Abstract
Biliary atresia (BA) is a severe cholestatic liver disease in children featuring cholestasis and liver fibrosis. The early diagnosis of BA is still challenging. This study aimed to evaluate the diagnostic values of matrix metalloprotease-7 (MMP-7), interleukin-8 (IL-8), and gamma-glutamyl transferase (GGT) in BA. Infants diagnosed with BA and non-BA between 2013 and 2018 were retrospectively analyzed. Plasma levels of MMP-7, IL-8, and GGT were measured in these infants.
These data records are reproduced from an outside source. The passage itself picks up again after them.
PR #1610, opened 2020-08-27
preload grafana dashboard with docker-compose setup

jeevananthank:
Today's setup of docker-compose does not preload the dashboard when running the tests locally. This PR solves the issues and detailed description is in the link below.

The grafana dashboard used here is more generic and simple and one can update as per their needs. 

https://community.k6.io/t/preload-grafana-dashbaord-with-docker-compose-setup/874


MStoykov (approved):
LGTM!

I have some reservations about us putting, even more, grafana specific things in the k6 repo ... because even now people ask us questions that are grafana/influxdb related. And to be perfectly honest I don't think we should be the one trying to answer them, and usually, it requires that we go read the grafana/influxdb documentation to figure it out, which arguably should be what, the person who asked the question, have done in the first place.

simskij (approved):
Looks good to me!

na-- (approved):
I haven't actually tried the new default dashboard, but considering we're soon going to move the docker-compose files to a separate example repo (https://github.com/loadimpact/k6/issues/1614), LGTM :sweat_smile:

simskij:
Thank you so much for your contribution, @jeevananthank! 🙏🏼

The receiver operating characteristic (ROC) curves and area under the ROC curve (AUC) were used to assess the diagnostic values of MMP-7, IL-8, and GGT. The expression of MMP-7 and IL-8 in the livers was detected by immunofluorescence staining. A total of 229 infants were enrolled in this study: 156 BA infants and 73 non-BA infants including 16 ones with infantile hepatitis syndrome. The plasma levels of MMP-7, IL-8, and GGT in BA infants had a median of 11.8 ng/mL (interquartile range, IQR: 5.3–57.5), 1.5 ng/mL (IQR: 1.0–2.8), and 381.0 U/L (IQR: 197.0–749.0), respectively, which were higher than non-BA subjects [MMP-7, 4.4 ng/mL (IQR: 3.3–6.1); IL-8, 0.7 ng/mL (IQR: 0.5–1.0); GGT, 59.0 U/L (IQR: 26.0–124.0)]. The AUC values of MMP-7, IL-8, and GGT for the diagnosis of BA were 0.8035, 0.8083, and 0.9126, respectively. The AUC values of MMP-7 + IL-8, MMP-7 + GGT, IL-8 + GGT, and MMP-7 + IL-8 + GGT for the diagnosis of BA were 0.8248, 0.9382, 0.9168, and 0.9392, respectively. The AUC values of MMP-7, IL-8, and GGT for differentiating BA infants with cholic stool from non-BA infants with cholic stool were 0.8006, 0.8258, and 0.9141, respectively. The expression of MMP-7 and IL-8 was increased in the cholangiocytes in BA livers.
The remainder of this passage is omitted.